## WHAT THE EXERCISE ASKS
With the first line below as the start and the line containing "device | dtype" as the end, copy every line between them exactly, ends included.

## RECORD EXTRACTS
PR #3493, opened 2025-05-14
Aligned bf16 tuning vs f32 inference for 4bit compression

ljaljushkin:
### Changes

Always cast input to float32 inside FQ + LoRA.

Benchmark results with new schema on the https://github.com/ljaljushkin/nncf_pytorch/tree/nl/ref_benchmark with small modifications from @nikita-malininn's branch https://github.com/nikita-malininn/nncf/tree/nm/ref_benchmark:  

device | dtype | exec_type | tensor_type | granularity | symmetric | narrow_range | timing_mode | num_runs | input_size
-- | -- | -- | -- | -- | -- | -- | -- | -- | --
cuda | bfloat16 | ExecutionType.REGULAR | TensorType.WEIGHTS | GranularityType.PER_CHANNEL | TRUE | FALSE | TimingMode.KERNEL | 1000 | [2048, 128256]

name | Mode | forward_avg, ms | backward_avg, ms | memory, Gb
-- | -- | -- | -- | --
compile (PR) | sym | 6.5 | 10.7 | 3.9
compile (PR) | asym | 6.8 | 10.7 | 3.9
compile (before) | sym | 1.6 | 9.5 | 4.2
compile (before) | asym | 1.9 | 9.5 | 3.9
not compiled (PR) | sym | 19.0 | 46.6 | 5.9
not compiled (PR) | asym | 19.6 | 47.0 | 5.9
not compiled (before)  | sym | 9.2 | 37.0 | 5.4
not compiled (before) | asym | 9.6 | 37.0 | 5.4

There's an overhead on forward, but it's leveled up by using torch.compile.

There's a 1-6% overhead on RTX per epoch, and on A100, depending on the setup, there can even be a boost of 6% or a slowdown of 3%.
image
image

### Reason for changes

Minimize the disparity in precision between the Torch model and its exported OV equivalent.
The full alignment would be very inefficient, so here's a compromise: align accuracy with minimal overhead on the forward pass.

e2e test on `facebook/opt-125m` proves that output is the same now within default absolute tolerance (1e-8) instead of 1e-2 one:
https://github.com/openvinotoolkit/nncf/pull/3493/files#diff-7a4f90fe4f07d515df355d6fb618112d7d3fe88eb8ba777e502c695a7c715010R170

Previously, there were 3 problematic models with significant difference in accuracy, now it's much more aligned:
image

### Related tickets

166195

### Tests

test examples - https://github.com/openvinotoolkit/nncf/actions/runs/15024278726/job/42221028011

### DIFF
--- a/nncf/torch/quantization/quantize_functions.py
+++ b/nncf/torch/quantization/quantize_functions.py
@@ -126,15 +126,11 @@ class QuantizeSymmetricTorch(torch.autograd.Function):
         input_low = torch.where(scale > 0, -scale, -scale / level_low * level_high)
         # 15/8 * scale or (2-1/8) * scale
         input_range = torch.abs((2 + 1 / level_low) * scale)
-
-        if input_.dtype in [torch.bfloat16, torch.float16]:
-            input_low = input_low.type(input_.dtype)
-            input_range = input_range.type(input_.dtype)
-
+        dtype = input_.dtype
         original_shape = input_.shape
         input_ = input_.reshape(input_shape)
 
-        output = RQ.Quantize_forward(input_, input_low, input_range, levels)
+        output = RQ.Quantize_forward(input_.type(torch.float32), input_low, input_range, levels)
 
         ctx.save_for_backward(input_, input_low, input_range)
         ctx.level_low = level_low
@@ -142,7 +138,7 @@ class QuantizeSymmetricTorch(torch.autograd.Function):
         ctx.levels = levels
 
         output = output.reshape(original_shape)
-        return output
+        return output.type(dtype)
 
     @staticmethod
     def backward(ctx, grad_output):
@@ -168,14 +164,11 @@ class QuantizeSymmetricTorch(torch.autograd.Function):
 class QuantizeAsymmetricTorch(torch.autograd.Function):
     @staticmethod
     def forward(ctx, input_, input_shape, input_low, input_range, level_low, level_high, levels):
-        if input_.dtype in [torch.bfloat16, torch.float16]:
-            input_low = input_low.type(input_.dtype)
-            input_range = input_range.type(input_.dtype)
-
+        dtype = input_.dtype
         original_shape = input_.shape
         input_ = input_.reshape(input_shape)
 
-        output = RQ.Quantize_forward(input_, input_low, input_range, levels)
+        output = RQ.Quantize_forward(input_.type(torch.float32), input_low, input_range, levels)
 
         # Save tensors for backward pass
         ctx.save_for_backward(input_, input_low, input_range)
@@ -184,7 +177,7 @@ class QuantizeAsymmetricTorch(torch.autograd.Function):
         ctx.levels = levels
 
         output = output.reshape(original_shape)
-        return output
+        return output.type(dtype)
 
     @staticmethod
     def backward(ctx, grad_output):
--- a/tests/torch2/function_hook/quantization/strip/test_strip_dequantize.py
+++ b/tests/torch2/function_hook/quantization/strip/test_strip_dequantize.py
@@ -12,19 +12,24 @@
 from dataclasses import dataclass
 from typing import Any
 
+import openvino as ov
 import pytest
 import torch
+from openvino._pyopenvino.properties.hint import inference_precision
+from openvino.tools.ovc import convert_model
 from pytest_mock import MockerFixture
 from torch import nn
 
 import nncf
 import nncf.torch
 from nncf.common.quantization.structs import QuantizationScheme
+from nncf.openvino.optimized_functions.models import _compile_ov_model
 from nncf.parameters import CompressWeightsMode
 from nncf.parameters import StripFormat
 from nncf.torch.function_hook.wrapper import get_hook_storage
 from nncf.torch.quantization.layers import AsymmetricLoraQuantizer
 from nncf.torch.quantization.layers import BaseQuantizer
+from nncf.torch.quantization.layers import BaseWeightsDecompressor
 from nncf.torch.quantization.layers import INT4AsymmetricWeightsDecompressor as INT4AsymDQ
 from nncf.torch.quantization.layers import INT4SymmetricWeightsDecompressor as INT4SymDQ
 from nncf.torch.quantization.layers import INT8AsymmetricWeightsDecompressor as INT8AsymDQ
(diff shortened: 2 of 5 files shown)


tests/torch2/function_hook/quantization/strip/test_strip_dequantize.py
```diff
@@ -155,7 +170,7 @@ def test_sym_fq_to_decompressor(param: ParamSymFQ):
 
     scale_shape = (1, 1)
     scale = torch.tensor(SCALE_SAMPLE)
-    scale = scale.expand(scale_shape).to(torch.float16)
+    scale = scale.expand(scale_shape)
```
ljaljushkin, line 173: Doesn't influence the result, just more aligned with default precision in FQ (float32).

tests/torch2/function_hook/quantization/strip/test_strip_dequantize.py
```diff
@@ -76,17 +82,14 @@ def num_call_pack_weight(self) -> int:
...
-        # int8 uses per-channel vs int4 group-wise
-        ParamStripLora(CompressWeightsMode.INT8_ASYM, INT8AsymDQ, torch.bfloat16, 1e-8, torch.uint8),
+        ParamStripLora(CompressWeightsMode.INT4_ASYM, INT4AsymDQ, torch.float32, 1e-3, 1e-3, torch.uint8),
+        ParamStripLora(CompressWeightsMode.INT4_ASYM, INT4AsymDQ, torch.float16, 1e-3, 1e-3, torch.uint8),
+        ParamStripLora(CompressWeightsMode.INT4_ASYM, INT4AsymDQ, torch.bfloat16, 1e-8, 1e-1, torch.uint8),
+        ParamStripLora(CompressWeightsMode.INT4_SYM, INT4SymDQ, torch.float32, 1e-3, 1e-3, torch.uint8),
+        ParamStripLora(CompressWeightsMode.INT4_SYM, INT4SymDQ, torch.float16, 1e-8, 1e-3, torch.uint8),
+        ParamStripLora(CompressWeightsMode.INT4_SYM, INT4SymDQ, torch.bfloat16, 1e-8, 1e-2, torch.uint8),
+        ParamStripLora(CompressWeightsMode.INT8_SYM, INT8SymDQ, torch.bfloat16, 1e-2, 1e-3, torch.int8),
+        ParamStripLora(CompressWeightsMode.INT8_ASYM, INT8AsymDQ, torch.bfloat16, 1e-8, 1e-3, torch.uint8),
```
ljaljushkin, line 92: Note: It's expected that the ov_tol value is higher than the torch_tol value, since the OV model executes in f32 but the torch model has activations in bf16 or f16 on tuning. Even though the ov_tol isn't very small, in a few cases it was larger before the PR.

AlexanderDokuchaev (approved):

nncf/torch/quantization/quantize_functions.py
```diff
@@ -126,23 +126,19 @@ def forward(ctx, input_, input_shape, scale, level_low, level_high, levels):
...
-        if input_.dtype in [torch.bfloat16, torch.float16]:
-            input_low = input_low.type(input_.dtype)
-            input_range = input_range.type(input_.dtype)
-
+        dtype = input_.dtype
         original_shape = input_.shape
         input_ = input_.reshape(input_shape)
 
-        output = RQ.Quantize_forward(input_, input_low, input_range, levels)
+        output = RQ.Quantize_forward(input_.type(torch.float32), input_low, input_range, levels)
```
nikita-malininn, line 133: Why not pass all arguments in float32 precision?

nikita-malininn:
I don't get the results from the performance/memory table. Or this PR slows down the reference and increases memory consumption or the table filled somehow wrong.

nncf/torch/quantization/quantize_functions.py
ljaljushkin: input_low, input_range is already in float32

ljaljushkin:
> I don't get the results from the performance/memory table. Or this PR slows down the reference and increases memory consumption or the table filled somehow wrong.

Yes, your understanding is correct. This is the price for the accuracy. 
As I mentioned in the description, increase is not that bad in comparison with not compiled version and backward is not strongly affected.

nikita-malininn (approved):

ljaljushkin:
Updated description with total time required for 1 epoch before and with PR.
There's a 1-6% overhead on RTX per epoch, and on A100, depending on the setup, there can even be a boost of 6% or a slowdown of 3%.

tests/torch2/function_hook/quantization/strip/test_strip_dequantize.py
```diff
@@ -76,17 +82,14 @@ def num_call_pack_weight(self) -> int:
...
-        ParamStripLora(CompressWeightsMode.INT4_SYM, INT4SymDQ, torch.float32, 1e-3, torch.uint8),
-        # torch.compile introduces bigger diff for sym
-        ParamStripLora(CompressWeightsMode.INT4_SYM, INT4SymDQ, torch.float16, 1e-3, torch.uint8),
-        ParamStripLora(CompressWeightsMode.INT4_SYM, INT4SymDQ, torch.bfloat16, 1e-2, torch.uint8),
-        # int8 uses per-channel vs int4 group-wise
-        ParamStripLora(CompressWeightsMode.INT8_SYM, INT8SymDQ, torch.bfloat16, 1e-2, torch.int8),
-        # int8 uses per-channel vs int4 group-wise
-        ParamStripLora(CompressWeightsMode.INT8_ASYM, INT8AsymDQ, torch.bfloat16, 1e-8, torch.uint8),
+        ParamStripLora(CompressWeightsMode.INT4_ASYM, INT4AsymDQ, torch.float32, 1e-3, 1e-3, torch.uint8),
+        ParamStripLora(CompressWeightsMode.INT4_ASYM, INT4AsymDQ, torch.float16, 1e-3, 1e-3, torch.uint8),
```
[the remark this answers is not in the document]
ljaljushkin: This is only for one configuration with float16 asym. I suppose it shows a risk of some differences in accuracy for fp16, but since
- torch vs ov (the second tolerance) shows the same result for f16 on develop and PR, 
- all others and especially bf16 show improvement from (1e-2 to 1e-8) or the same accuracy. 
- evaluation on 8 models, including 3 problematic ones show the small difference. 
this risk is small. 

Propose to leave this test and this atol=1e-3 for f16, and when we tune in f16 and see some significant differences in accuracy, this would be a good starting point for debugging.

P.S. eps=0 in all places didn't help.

## OUTPUT FOR THIS TASK
PR #3493, opened 2025-05-14
Aligned bf16 tuning vs f32 inference for 4bit compression

ljaljushkin:
### Changes

Always cast input to float32 inside FQ + LoRA.

Benchmark results with new schema on the https://github.com/ljaljushkin/nncf_pytorch/tree/nl/ref_benchmark with small modifications from @nikita-malininn's branch https://github.com/nikita-malininn/nncf/tree/nm/ref_benchmark:  

device | dtype | exec_type | tensor_type | granularity | symmetric | narrow_range | timing_mode | num_runs | input_size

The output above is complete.